VMware brings our deep knowledge of infrastructure, operations, and management, and NVIDIA supplies GPU expertise, GPU virtualization technology, and prebuilt sets of tools that data scientists can use to create applications and deploy them quickly. This includes frameworks and tools like PyTorch, TensorFlow, TensorRT, RAPIDS, Triton Inference Server, and more, all packaged up as containers that can be easily deployed and managed.
The other big way VMware works with GPUs is through Bitfusion. Bitfusion helps to virtualize the GPUs, allows for pooling and resource management, and decouples the GPUs from the workloads for management flexibility.
Bitfusion 4.0 is out and adds support for managing the Bitfusion auth tokens through the Kubernetes secrets mechanisms, so you don’t have to copy files around or hardcode the token in places. There are filters to narrow the GPU and server pool before allocation of resources, so if you only want T4 type GPUs on servers with RDMA you can get that. There’s a data retention policy for Bitfusion logs, and new monitoring support so that external monitoring tools can collect server statistics. There’s improved API support, keeping up with the popular protocols for interfacing with GPUs.

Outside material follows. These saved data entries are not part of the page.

PR #667, opened 2023-11-05
Hide lightning swap button if on-chain balance is only force closes

benthecarman:
A lot of users get confused after a force close they click the swap button but then have 0 balance there. We should only show the button if they have an actual balance, not pending force closes


futurepaul (approved):

futurepaul (approved):
lgtm but needs formatting apparently

PR #673, opened 2023-11-08
handle no js and lockdown mode case

### LINKED ISSUE #290: Do some Static Rendering so we get some minimal page for JS-less browsers

futurepaul:
this should handle the case where js is disabled (noscript tag), or if lockdown is enabled (js works, but wasm doesn't, so `no-wasm` tag)

Closes #290


benthecarman (approved):
Works for me

PR #676, opened 2023-11-08
Full coingecko currencies

### LINKED ISSUE #665: Request support for more currencies
I want the Norwegian krone as an option

benalleng:
Closes #665 

Adds all available currencies currently supported by our coingecko api, If we want to support more, we'll need to go the multi-api route. It shouldn't be too hard as we can append the correct api to search in each currency item in FIAT_OPTIONS


src/components/ChooseCurrency.tsx
futurepaul, line 1: the number of options causes the select menu to break on mobile. I think we should just use native select dialogs and get rid of the SelectField component (I already did this for NWC and meant to suggest it for this one). I think this is the code you need:

```tsx
<Field name="fiatCurrency">
    {(field, props) => (
        <select
            {...props}
            value={field.value}
            class="w-full rounded-lg bg-m-grey-750 py-2 pl-4 pr-12 text-base font-normal text-white"
        >
            <For each={FIAT_OPTIONS}>
                {({ value, label }) => (
                    <option value={value}>{label}</option>
                )}
            </For>
        </select>
    )}
</Field>
```

src/utils/currencies.ts
```diff
@@ -0,0 +1,293 @@
...
+        hasSymbol: "₫",
+        maxFractionalDigits: 0
+    },
+    {
+        label: "South African Rand ZAR",
+        value: "ZAR",
+        hasSymbol: "R",
+        maxFractionalDigits: 2
+    }
+].sort((a, b) => (a.value > b.value ? 1 : b.value > a.value ? -1 : 0));
```
futurepaul, line 290: this list looks already alphabetical, I think we can drop the sort

src/utils/currencies.ts
```diff
@@ -0,0 +1,293 @@
...
+
+export const USD_INDEX = FIAT_OPTIONS.findIndex((fo) => fo.value === "USD");
```
futurepaul, line 292: can hardcode these now if we get rid of sort. just make sure there's a good comment warning.

(I don't know exactly when these get re-run... would rather "compile time" compute them, rather than wasting cycles finding values in a list over and over)

futurepaul (changes requested):

src/utils/currencies.ts
benalleng: What do you think makes more sense, value sorted or label sorted?

src/state/megaStore.tsx
```diff
@@ -272,7 +279,12 @@ export const Provider: ParentComponent = (props) => {
                             balance: newBalance,
                             last_sync: Date.now(),
                             price: 1,
-                            fiat: FIAT_OPTIONS[BTC_INDEX]
+                            fiat: {
+                                label: "Bitcoin BTC",
+                                value: "BTC",
+                                hasSymbol: "₿",
+                                maxFractionalDigits: 8
+                            }
```
benthecarman, line 287: How about we make this a `const` in currencies.ts and you cant use it here and put it in the array. That way we get the best of both worlds, safety and no duplication

src/state/megaStore.tsx
```diff
@@ -97,7 +99,12 @@ export const Provider: ParentComponent = (props) => {
         price: 0,
         fiat: localStorage.getItem("fiat_currency")
             ? (JSON.parse(localStorage.getItem("fiat_currency")!) as Currency)
-            : FIAT_OPTIONS[USD_INDEX],
+            : {
+                  label: "United States Dollar USD",
+                  value: "USD",
+                  hasSymbol: "$",
+                  maxFractionalDigits: 2
+              },
```
benthecarman, line 107: same for USD

benthecarman (changes requested):

src/state/megaStore.tsx
benalleng: Went with a concat option with USD+BTC thus they are separate from the rest of the `FIAT_OPTIONS` and I put them at the front so that they are the most easily accessible options fro the user

src/utils/currencies.ts
benalleng: went with value sorted for now

src/components/ChooseCurrency.tsx
```diff
@@ -1,119 +1,36 @@
...
     const i18n = useI18n();
     const [error, setError] = createSignal<Error>();
-    const [state, actions] = useMegaStore();
+    const [_state, actions] = useMegaStore();
     const [loading, setLoading] = createSignal(false);
     const navigate = useNavigate();
 
     function findCurrencyByValue(value: string) {
-        return FIAT_OPTIONS.find((currency) => currency.value === value);
+        return (
```
benalleng, line 30: reverted this previous change from #575 realized that behavior was not ideal

benalleng: Tried to get the button disabled when `!chooseCurrencyForm.touched` but it wasn't working properly

src/state/megaStore.tsx
```diff
@@ -97,7 +97,7 @@ export const Provider: ParentComponent = (props) => {
         price: 0,
         fiat: localStorage.getItem("fiat_currency")
             ? (JSON.parse(localStorage.getItem("fiat_currency")!) as Currency)
-            : FIAT_OPTIONS[USD_INDEX],
+            : BTC_USD_OPTIONS[0],
```
futurepaul, line 100: I really don't like this hardcoded indexing into an array it's just hard to read at the callsite and lame to maintain.

how I interpreted @benthecarman's suggestion:

in currencies.ts make a `export const USD_CURRENCY` item, `export const BTC_CURRENCY` item, then the currencies array is `[BTC_CURRENCY, USD_CURRENCY, ...rest]`. now you can import BTC or USD items as values instead of indexing them. and there's no need to concat or sort the array

futurepaul (changes requested):

src/components/ChooseCurrency.tsx
futurepaul: no worries disabled buttons states are overrated

futurepaul (approved):
looks good to me, thank you for tackling!

src/components/ChooseCurrency.tsx
```diff
@@ -1,119 +1,37 @@
...
-        value: "KRW",
-        hasSymbol: "₩",
-        maxFractionalDigits: 0
-    },
-    { label: "Kuwaiti Dinar KWD", value: "KWD", maxFractionalDigits: 3 }
-].sort((a, b) => (a.value > b.value ? 1 : b.value > a.value ? -1 : 0));
-
-export const USD_INDEX = FIAT_OPTIONS.findIndex((fo) => fo.value === "USD");
-export const BTC_INDEX = FIAT_OPTIONS.findIndex((fo) => fo.value === "BTC");
+const COMBINED_OPTIONS: Currency[] = [USD_OPTION, BTC_OPTION, ...FIAT_OPTIONS];
```
benthecarman, line 21: I was thinking of putting `USD_OPTION, BTC_OPTION` inside of `FIAT_OPTIONS` but this works too

benthecarman (approved):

And, not listed here but probably the most visible improvement, the Bitfusion plugin supports dark mode!
Resource Management
Prior to vSphere 7 Update 3 memory statistics were not easily accessible without installing additional third-party command line tools. They’re now built in directly to vSphere and visible in the UI as well. This enables troubleshooting and monitoring of memory bottlenecks between normal system DRAM and Persistent Memory, Optane, and NVDIMMs, at the host and VM levels. This is supported on Cascade Lake and Ice Lake families of Intel CPUs, and there is a compatibility matrix for this feature.
Update 3 brings better logic for retrying maintenance mode if it didn’t succeed, as well as how DRS moves workloads during maintenance mode. DRS keeps track of workloads that are harder to move, like big VMs or VMs with high I/O, and then tries to move them as few times as possible. In most cases it can do it with only one move now, which makes updates and upgrades easier.
vSphere Cluster Services was introduced in vSphere 7 Update 1 as the new home for DRS inside a vSphere cluster, moving services off vCenter Server to reduce dependencies there. We’ve received a fair amount of feedback about it and the team working on it has done a great job incorporating that into this new release. It’s worth noting that if YOU want to submit feedback, we’d love it. Use the “smiley face” button in the upper-right of the vSphere Client!
You can now choose the datastore you want them on, and control some of the affinity settings if you do or don’t want them on a particular host or near a particular workload. vSphere VM hardening settings have been pre-applied to the agent VMs, in conjunction with the Security Configuration Guide. vSphere has very secure defaults but there were some areas that we could do things more explicitly to help customers who are doing compliance audits. So we did!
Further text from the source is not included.